● **Work request**: The answer should consist of each line from the data below that includes "last".

● **Records to use**:
══════
Issue #179, opened 2020-07-17
Remove sample datasets after moved to Rockhound


santisoler:
**Description of the desired feature**

On the last community call we decided to move all sample datasets in Fatiando to Rockhound.
Harmonica datasets are being moved to Rockhound on https://github.com/fatiando/rockhound/pull/84.
After it is merged, we should remove the harmonica.datasets along with the data folder. Besides, all gallery examples should download their data from Rockhound, therefore it should be added as an optional dependency.

**Are you willing to help implement and maintain this feature?** Yes, but would leave to anyone that wants to tackle it.

lperozzi:
This means that 

```python notebook
# Read South Africa topography
south_africa_topo = hm.datasets.fetch_south_africa_topography()
```
will not work anymore right? I tried to fetch it in a environment with the last `prisms-layer` branch installed, but I have the following error:

```python notebook
HTTPError: 404 Client Error: Not Found for url: https://github.com/fatiando/harmonica/raw/master/data/south-africa-topography.nc.xz

```

santisoler:
Sorry for the delay! The notification was buried among others.

Yes, we probably end up ditching the `harmonica.datasets` module, but I don't expect to do that before the next release.

The issue with the South Africa topography raises because that dataset hasn't been merged to `master` yet. That's why you get that error. A quick solution in order to run the tests from data branch is to manually copy the `south-africa-topography.nc.xz` file to the default cache folder of Harmonica. This way, when the dataset is fetched through `hm.datasets.fetch_south_africa_topography()`, Harmonica won't try to download it because it's already on the cache folder.

Issue #124, opened 2019-11-08
Repeated points on sample datasets downloaded from ICGEM


santisoler:
**Description of the problem**

We currently have three sample datasets that have been downloaded from the [ICGEM Calculation Service](http://icgem.gfz-potsdam.de/calcgrid):
- Earth Topography
- Earth Gravity
- Earth Geoid

Each of these models has been created on a regular grid in a geodetic coordinate system.
On the latitude direction they span between -90 and 90 degrees, while on the longitudinal one they do so between -180 and 180 degrees.
The problem is that the -180 and 180 longitudinal degrees are equivalent, therefore each dataset contains one row of repeated values.

Would be nice to regenerate and upload these datasets without any repeated values.
What has to be done?
1. Fetch each dataset with the existing functions (e.g. `hm.datasets.fetch_topography_earth()`).
2. Remove the repeated longitudinal coordinate and its corresponding data values.
3. Save the new dataset to a NetCDF file (`.nc`)
4. Compress it to a `.xz` file.
5. Replace the existing files on `data` with the new ones.
6. Get the sha256 hash of the new file and update `harmonica/datasets/registry.txt`

leouieda:
Alternatively, we could keep the datasets as they are and only drop the point when we load them.

santisoler:
Since we are moving every dataset to Ensaio, I'm closing this issue.

PR #184, opened 2020-08-03
Keep metadata of sample datasets in the xarray objects

### LINKED ISSUE #125: Missing attributes on ICGEM datasets
**Description of the problem**

We currently have three sample datasets that have been downloaded from the [ICGEM Calculation Service](http://icgem.gfz-potsdam.de/calcgrid):
- Earth Topography
- Earth Gravity
- Earth Geoid

Each dataset can be fetched through its own function. Every one of these functions claims to have more details regarding the generation of the grid under the `attrs` attribute of the `Dataset`.
The problem is neither of the returned `Dataset`s have non empty `attrs`.

Would be nice to correct this and include the attributes related to the grid generation.
I think these grids where generated by @leouieda, so maybe he has more idea of what information should be included on the `attrs`.

Just by naming some possible attributes that appear on the ICGEM Calculation Service:
- Reference ellipsoid
- Height above the ellipsoid
- Grid step
- Model used (for gravity and geoid)
- Tide system
- Zero degree term (yes/no)
- Gaussian filter and filter length
- Low-pass filtering
    - Start gentle cut
    - Maximum degree

nshea3:
Fixes #125 

Many global attributes are included in the netcdf files, however they are dropped in the `fetch_*` functions in `sample_data.py` with the float64 cast: `data = xr.open_dataset(fname, engine="scipy").astype("float64")`.  This is a known issue in xarray (https://github.com/pydata/xarray/issues/2049) and the current solution is to open the NetCDF file as-is, cast to the new datatype, and then copy the global attributes to the new object.

Also added tests to `test_sample_data.py` to check that the `attrs` attribute is not an empty dictionary. 

**Reminders**:

- [x] Add new public functions/methods/classes to `doc/api/index.rst` and the base `__init__.py` file for the package.
- [x] Write detailed docstrings for all functions/classes/methods. It often helps to design better code if you write the docstrings first.
- [x] Add your full name, affiliation, and [ORCID](https://orcid.org) (optional) to the `AUTHORS.md` file (if you haven't already) in case you'd like to be listed as an author on the [Zenodo](https://zenodo.org/communities/fatiando) archive of the next release.


santisoler:
Since we are about to move all datasets to Rockhound (see #179), we should remember to apply the same changes we perform here on https://github.com/fatiando/rockhound/pull/84.

nshea3:
Excellent point thank you @santisoler I will make that change so we avoid duplicating the xarray.

I'll add a test for the `refsysname` attribute as well. Are there any others I should include?

santisoler:
> I'll add a test for the refsysname attribute as well. Are there any others I should include?

Maybe we can add those attributes of which the data depends on.
For example, the `refsysname` is crucial because it sets the reference frame (and which normal gravity was removed if we are requesting for gravity anomalies or disturbances).
I would also test the `modelname`, the `max_used_degree` and probably the `tide_system`.
Another things we might want to test if the min and maximum values agree with the ones that are hardcoded in the `tests/sample_data.py`:

https://github.com/fatiando/harmonica/blob/2980071fce37948f2d13d8b7120c96ed18923410/harmonica/tests/test_sample_data.py#L35-L42

Feel free to add as many tests as you think, more tests is usually a good thing to have!

nshea3:
Hi @santisoler, I have made the change you suggested, the `attrs` are now copied to a dictionary and set after the conversion. 

I have also added several tests for the presence of specific attributes: `refsysname`, `max_used_degree`, `modelname`, and `tide_system`.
══════
● **Exercise answer**:
On the last community call we decided to move all sample datasets in Fatiando to Rockhound.
will not work anymore right? I tried to fetch it in a environment with the last `prisms-layer` branch installed, but I have the following error:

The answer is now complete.